RICARDO GRICHENER, OMER WENKERT'S UNCLE: The situation is brutal. Omer is 22 years old, civilian, restaurant manager. He has nothing to do with the situation.
COOPER: RICARDO GRICHENER and his nephew Omer Wenkert was last seen the back of this pickup truck. His family wants the world to see this video. Omer had been stripped of his clothes and was being hit repeatedly.
GRICHENER: Like you don't know anything is devastating. The parents are devastated. They cannot sleep. They cannot eat.
COOPER: Omer's grandmother is a Holocaust survivor.
GRICHENER: Tzili says there is no harder thing that a Holocaust survivor can hear. She's 82 years old. She's not ready for this hearing this kind of dreadful news.
COOPER: It's not known how many people were kidnapped from the festival. But in total Israeli authorities have said as many as 150 men, women and children may have been taken from multiple locations. Many families have had to scour jihadist videos online looking for any sign of their loved ones.
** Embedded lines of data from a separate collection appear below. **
PR #126, opened 2017-05-04
Added TTS support using responsivevoice.org

MayamaTakeshi:
Hello,
I have modified rikaikun to make use of TTS provided by
  https://responsivevoice.org/license/
which is free for non-commercial projects.
As required by the license, rikaikun will add a link to responsivevoice.org whenever TTS is enabled.

### DIFF
--- a/background.html
+++ b/background.html
@@ -1,5 +1,6 @@
 <html>
 	<head>
+		<script src='https://code.responsivevoice.org/responsivevoice.js'></script>
 		<script src="data.js"></script>
 		<script src="rikaichan.js"></script>
 		<script src="background.js"></script>
--- a/background.js
+++ b/background.js
@@ -1,3 +1,5 @@
+var last_time = new Date().valueOf();
+var previous_text = null;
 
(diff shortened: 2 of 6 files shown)


MayamaTakeshi:
Hello,
I got some clarification from ResponsiveVoice and it cannot be used for free in browser extensions:

> Hi Takeshi,
>
> There's a correction from the development team, they mistakenly referred to an older payment policy. > At this time, ALL browser extensions are required to 1) Provide a fixed referrer, and 2) have an active ResponsiveVoice Pro subscription.
>
> Apologies for the confusion!
>
> Kind regards,
> Suzanne
ResponsiveVoice Support


I was hoping to use ResponsiveVoice because it uses local TTS engine voice if available and if not, it  falls back to server-generated TTS. So the same code could be used for firefox (rikaichan)  or in case of chrome installation without Japanese TTS support (availability of voices might be restricted by region or other factors).
So, I am closing this PR and will open another to just use local TTS from chrome.
Sorry for the noise.

PR #127, opened 2017-05-10
Added support for TTS on hover

MayamaTakeshi:
Hello,
here are my changes to permit to play native TTS on hover. It will work as long as the chrome installation has access to TTS lang ja-JP.


background.js
```diff
@@ -1,3 +1,5 @@
+var last_time = new Date().valueOf();
```
melink14: It seems weird to have these as global variables...

Ideally we'd encapsulate the TTS support but at least we should move them to be next to the function that needs them for now.

rikaicontent.js
```diff
@@ -748,6 +748,14 @@ var rcxContent = {
 		sel.removeAllRanges();
 		sel.addRange(range);
 		tdata.selText = sel.toString();
+
+		if(window.rikaichan.config.ttsEnabled == 'true') {
+			var text = sel.toString();
+			if(typeof text === 'string' && text.length > 0) {
+				console.log("Sending playTTS " + text);
```
melink14: it turns out it's bad practice to log in content scripts, though useful for debugging.

background.js
```diff
@@ -108,6 +121,23 @@ function initStorage(key, initialValue) {
   return false;
 }
 
+function playTTS(text) {
+	var now = new Date().valueOf();
```
melink14: I wonder if we should start using const/let in new code...

background.js
MayamaTakeshi: OK. I will move the code to a module.

rikaicontent.js
MayamaTakeshi: OK. I will comment that line.

MayamaTakeshi:
> 1. Does it get weird for it to always speak? Should it be a keyboard shortcut?

Well, an option was added for configuration. By default Text-To-Speech is disabled.

> What happens if the user doesn't have JA TTS?

It just doesn't play anything (I tested setting language to fake "mo-MO" instead of "ja-JP") but doesn't interfere with the other functionality.
Probably we should check and inform this when the user tries to enable TTS on the options page but let me leave this for another PR.

rikaicontent.js
```diff
@@ -750,6 +750,14 @@ var rcxContent = {
 		sel.removeAllRanges();
 		sel.addRange(range);
 		tdata.selText = sel.toString();
+
+		if(window.rikaichan.config.ttsEnabled == 'true') {
+			var text = sel.toString();
+			if(typeof text === 'string' && text.length > 0) {
```
melink14: is it possible for text to not be string or is it just that text may be undefined?

rikaicontent.js
```diff
@@ -750,6 +750,14 @@ var rcxContent = {
 		sel.removeAllRanges();
 		sel.addRange(range);
 		tdata.selText = sel.toString();
+
+		if(window.rikaichan.config.ttsEnabled == 'true') {
+			var text = sel.toString();
+			if(typeof text === 'string' && text.length > 0) {
+				//console.log("Sending playTTS " + text);
```
melink14: No need for this comment, I guess.

texttospeech.js
```diff
@@ -0,0 +1,25 @@
...
+			console.log("tts.speak(" + text + ")");
+			window.speechSynthesis.cancel();
+			let u = new SpeechSynthesisUtterance();
+			u.text = text;
+			u.lang = 'ja-JP';
+			window.speechSynthesis.speak(u);
+			this.previous_text = text;
+			this.last_time = now;
+		} else {
+			console.log("Ignoring " + text);
```
melink14: no need to do now, but maybe it'd be good to pop up a message if we know the reason why it didn't work (no tts library etc)

rikaicontent.js
```diff
@@ -750,6 +750,14 @@ var rcxContent = {
 		sel.removeAllRanges();
 		sel.addRange(range);
 		tdata.selText = sel.toString();
+
+		if(window.rikaichan.config.ttsEnabled == 'true') {
```
melink14: is it annoying if it talks all the time? i wonder if it should be a shortcut or button. I'll test it out as well.

melink14: I guess we mentioned this before but I just meant that even if it was enabled maybe you don't want every single word spoken. I'll test it though.

texttospeech.js
melink14: (this was also mentioned before and I agree)

rikaicontent.js
melink14: Sounded pretty good. I'm convinced.

rikaicontent.js
melink14: Well, I guess the idea is it will be easy to debug later. probably we should add a debug mode which would allow us to only send logs without adding commented lines which is a code smell at work.

Shouldn't be so strict here though.

rikaicontent.js
melink14: I couldn't find a time this failed and https://developer.mozilla.org/en-US/docs/Web/API/Selection/toString says that it must be a string so let's remove.

melink14:
I'm going to resolve the final comment and merge from HEAD for now.

It'd be good for the options.js refactor to happen first so may try to merge this tomorrow.

background.js
melink14: have other issues open to modernize code base.

background.js
```diff
@@ -88,6 +91,13 @@ if(initStorage("v0.8.92", true)) {
     // v0.8.92
 	initStorage("popupDelay", "150");
 	initStorage("showOnKey", "");
+
+
+	// v???
+	initStorage("ttsEnabled", "false");
+	if (localStorage['ttsEnabled'] == "yes") {
```
melink14: Just fyi, that you don't need this `== "yes"` part for new options. It was only used when I changed from using "yes" to "true".

melink14: (I fixed it already though)

PR #134, opened 2017-10-18
Added Heisig keywords to the numbers. Added 6th edition Heisig option.

Vwing:
Hello,

This is a feature I've been dying to have for quite some time. Decided to implement it myself. It's a huge time-saver to have the Heisig keyword on Rikaikun instead of having to search for the number on kanji koohii or somesuch.

image

Let me know what you all think.


Vwing:
Just pushed a commit with the rest of the keywords filled in (2043 onward). Also renamed "Heisig" to "Heisig 5th" in preparation for when I add all the Heisig 6th edition keywords and numbers.

Vwing:
Okay, 6th edition keywords and numbers are in.

I named the entry.misc / numList option 'LF' because 'F' is the 6th letter in the alphabet. I was going to rename the Heisig 5th edition from 'L' to 'LE' , but somehow that broke things...

christopherball:
I came across this code review during my searches as I realized the rikaikun chrome plugin is providing incorrect heisig numbers for owners of the v6 edition.  Was there a reason this feature was never merged in?  Would be great to have this feature (and correct 6th edition numbers!).

melink14:
The reason is simple, there are unresolved comments from my code review on March 3rd that I need answered before I can merge it in.

For small stuff, I don't mind merging and doing fixes myself since I appreciate any contributions to make rikaikun better, but for my comment above I don't want to merge in manual changes to generated data without a plan forward since they'll be wiped out next time the data is regenerated.

melink14:
To answer my own question, the data came from https://github.com/sdcr/heisig-kanjis/blob/master/heisig-kanjis.csv which would be easy to use to modify these keywords.

Thanks.

PR #147, opened 2018-07-06
Fix #140 - Allow default copying behaviour when pressing ctrl + c

### LINKED ISSUE #140: 'c' key should only copy if ctrl is also not pressed
It makes it hard to copy Japanese text without triggering the popup copy shortcut.

darren-lester:


rikaicontent.js
```diff
@@ -405,6 +410,10 @@ var rcxContent = {
 
 		this.keysDown[ev.keyCode] = 1;
 
+		if (!shouldPreventDefault) {
+			return;
+		}
+
 		// don't eat shift if in this mode
 		if (true/*!this.cfg.nopopkeys*/) {
```
melink14: Should we just roll your new variable into this if statement since it seems like it was meant to be conditional anyway?

darren-lester: That sounds good to me. I had avoided modifying the if statement on line 418 as I did not understand the nature of the comment and so decided to leave it be.

PR #151, opened 2018-11-17
Fix #135 - Migrate to options version 2

### LINKED ISSUE #135: Migrate to options version 2
https://developer.chrome.com/extensions/optionsV2

darren-lester:


melink14:
(I thought I replied to this a long time ago)

#135 was mostly thinking about cloud sync which #161 is meant to do though this PR switches to the popup options view which may also be good; I'll test it out and merge if it seems better.

melink14:
I like that the user stays in context though it is a bit small causing more scrolling perhaps. I think it's probably worth merging.

PR #161, opened 2019-09-15
Initial commit for options upgrade to cloud storage

deshaun93:


background.js
```diff
@@ -1,128 +1,132 @@
...
-rcxMain.config.kanjicomponents = localStorage["kanjicomponents"];
-rcxMain.config.kanjiinfo = new Array(rcxDict.prototype.numList.length/2);
-for (i = 0; i*2 < rcxDict.prototype.numList.length; i++) {
-	rcxMain.config.kanjiinfo[i] = localStorage[rcxDict.prototype.numList[i*2]];
-}
-
+chrome.browserAction.onClicked.addListener(rcxMain.inlineToggle);
+chrome.tabs.onSelectionChanged.addListener(rcxMain.onTabSelect);
+chrome.runtime.onMessage.addListener(
+    function (request, sender, response) {
```
melink14: oh no!

You changed all the tabs into spaces which makes every single line a diff...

HADAS GOLD, CNN CORRESPONDENT: We have heard from families of those that are believed to have been abducted, essentially piecing together on their own what they believe happened using their last messages from their loved ones using photos that others took and using other survivors who were potentially with them and trying to piece together exactly what happened in the final moments before they were taken by Hamas. COOPER: Hamas posted this video of Elkana Bohbot tied up and terrified. This is the only image his brother has found of him.
URIEL BOHBOT, ELKANA BOHBOT'S BROTHER: All of his friends that go to this peaceful music festival. I'm trying to try and keep trying till someone one of them told me, I just saw your brother on the video. This video coming from the other side, from Gaza side.
COOPER: Hamas posted this video of Noa Argamani forced onto a motorcycle. She's screaming don't kill me reaching out to a captured boyfriend Avinatan Or. The couple had earlier sent out this photo while hiding your bushes at the festival.
SHLOMIT MARCIANO, NOA ARGAMANI'S FRIEND: We suppose -- they probably were hiding for three four hours begging for help. They started hiding after hearing the massacres and shooting.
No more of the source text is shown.